I think it's worth the effort just to make sure you keep familiar with the process for upgrading (including making appropriate backups). It's pretty quick and easy to upgrade and makes sure you're on top of deployment for your project.
No real advantage especially with a mostly idle system.
But it's a good idea to keep up with the versions anyway. The upgrade processes isn't really complicated and if you can afford a downtime not really challenging.
In my experience it's typically easier to migrate from version x to x+1, rather than waiting a long time and then migrate from x to x+5 (or similar big jumps).
But regardless of the strategy for major version upgrades (10 -> 11 -> 12) you should at least keep up with the minor updates (10.1 -> 10.12)
Even if you don't want to upgrade to major version as you don't need additional features, it is advisable to upgrade to latest minor version of PG-10. See docs https://www.postgresql.org/docs/release/ for the latest releases and what is fixed in each minor release.
I've got pgBackrest set up for backups and pgBouncer for connection pooling set up so it's a case of wondering if there is some benefit to the newer versions for someone using it "casually"
Since it's require quite a bit of reconfig and testing.
Also the server the DB is on is RAM constrained.
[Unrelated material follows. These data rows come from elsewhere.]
PR #1034, opened 2017-03-15
uri_db: rework the possibiltiy to use any sip uri

dunst0:
Adding the possibility to check any sip uri against the uri_db table and updates the log macros from LM_ to the new ones.

### DIFF
--- a/src/modules/uri_db/checks.c
+++ b/src/modules/uri_db/checks.c
@@ -138,7 +138,7 @@ static inline int check_username(struct sip_msg* _m, struct sip_uri *_uri,
 		 * username, the comparison is case insensitive
 		 */
 		if (_uri->user.len == username.len) {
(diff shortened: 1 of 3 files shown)


miconda:
The commits for new features should not be mixed with changes for formatting or renaming of functions/macros in existing code, because it is not easy to review what are the actual new additions. Please rework the changes and make a commit dedicated only to the new feature.

Moreover, LM_* macros are also new ones that prefix the log messages with function name, etc... no need to change those macros at all. If we decide to replace/remove them, then it will be easier to do substituttion on a LM_XYZ than on XYZ.

dunst0:
Thanks for the remarks, I will rework the changes.

dunst0:
@miconda hope it is Ok how I did the changes you asked for.

miconda:
Thanks!

PR #1036, opened 2017-03-16
Fix for no cdr after Kamailio 5.0 restart

lbalaceanu:
Hi Daniel,

This is a sketch of how I would force the execution of the acc/cdr dialog callbacks for dialogues created from the database. This solution needs more testing and I don't expect it to be accepted as is.

I think that the run_create_callbacks was omitted because at a later step, the callbacks would need to access the initial request (params->req) that originated the dialog. Looking in the generated CDRs one can also spot that certain values are left blank most probably because of the params->req message is missing.

How would you solve this problem? Is there a way to populate/ mock the request with values inside the dialog_vars table? Would you add all variables of interest inside that table or inside the dialog table? 

Thank you,
Lucian

### DIFF
--- a/src/modules/acc/acc_cdr.c
+++ b/src/modules/acc/acc_cdr.c
@@ -588,7 +588,7 @@ static void cdr_on_start( struct dlg_cell* dialog,
                           int type,
                           struct dlg_cb_params* params)
 {
-    if( !dialog || !params)
+    if( !dialog )
     {
         LM_ERR("invalid values\n!");
         return;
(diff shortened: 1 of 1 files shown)


miconda:
Maybe DLGCB_LOADED callback can be used for this situation -- I guess it is no need populate again the variables in the dlg structure as they were already done when the dialog was effectively created.

If you create a new solution, make a commit per module and prefix the first log message with the module name:

lbalaceanu:
Updated the pull request using DLGCB_LOAD which keeps changes only in acc module. This works for me in 5.0.

Part of the code was present in Diego Nadares' proposed solution too.

PR #1044, opened 2017-03-27
db_postgres insert_update and usrloc params

jchavanton:
This pull request is including two commits

1:  adding `db_postgres` insert_update support 
2:  adding new parameters to `usrloc` that are not changing the default behaviour.

I added both to the same PR to highlight that the usage of insert_update will be immediately available for `usrloc` with `db_postgres` and `db_mysql` (maybe others, the ones not supporting it will simply revert to normal insert)

### DIFF
--- a/src/modules/db_postgres/db_postgres.c
+++ b/src/modules/db_postgres/db_postgres.c
@@ -90,6 +90,7 @@ int db_postgres_bind_api(db_func_t *dbb)
 	dbb->raw_query        = db_postgres_raw_query;
 	dbb->free_result      = db_postgres_free_result;
 	dbb->insert           = db_postgres_insert;
+	dbb->insert_update    = db_postgres_insert_update;
 	dbb->delete           = db_postgres_delete; 
 	dbb->update           = db_postgres_update;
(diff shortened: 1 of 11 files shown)


miconda:
Is the new db_load parameter related to insert_update or somehow unrelated?

There is db_mode that somehow controls the relation with database and it feels it conflicts a bit with the new db_load for some of its values.

jchavanton:
`db_load` is unrelated, it is useful when using `dmq_usrloc` sync because some contacts are duplicated in memory so in such case loading from the DB is not useful.

`db_load` by default will not change anything but if set to 0 will not load registers from the DB on start up.
I did not want to add more `db_mode` because I would have needed  to double them.

I could remove `db_load` from this PR if you want but do you have an alternative ?

miconda:
I would prefer to have two pull requests, each for the two different features. In this way one or the other can be merged separately.

For example, the db_load addition may need to be adjusted to detect conflicts with db_mode, because db_mode=4 is supposed to only load from db.

jchavanton:
ok I will create two and propose a solution for db_mode=4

And Postgres making a process per connection brings it right down versus using pgBouncer to pool connections.
It seems complicated but it's actually quite simple.
I suggest an improvement, to be able to vacuum without having to have the free space of the table.
Example to vacuum a 1Gb table you must have a 1Gb free
Is that always the case? I'd expect that only to be necessary with a complete table rewrite, i.e. VACUUM FULL, which is not what (auto)VACUUM does by default.
But sometimes VACUUM FULL is necessary for tables as fragmentation will otherwise never be resolved. A common scenario are tables that store some kind of time series events that are updated while active. Older partitions have no write activity but remain heavily fragmented unless VACUUM FULL is issued. For that you need space at least as big as the table. I don't really understand why as page rewrites could happen partly in place.
Overall I love PostgreSQL but the vacuum/MVCC system of MSSQL and Oracle is much better suited for heavy writes, PostgreSQL needs a lot of tweaking in table structures to handle those.
Of course this approach requires some maintenance of that separate place. But such maintenance doesn't compete for I/O with regular workload and doesn't hurt performance.
So after decades of progress and improvement it looks like this latter approach turned out to be more efficient and is winning historically.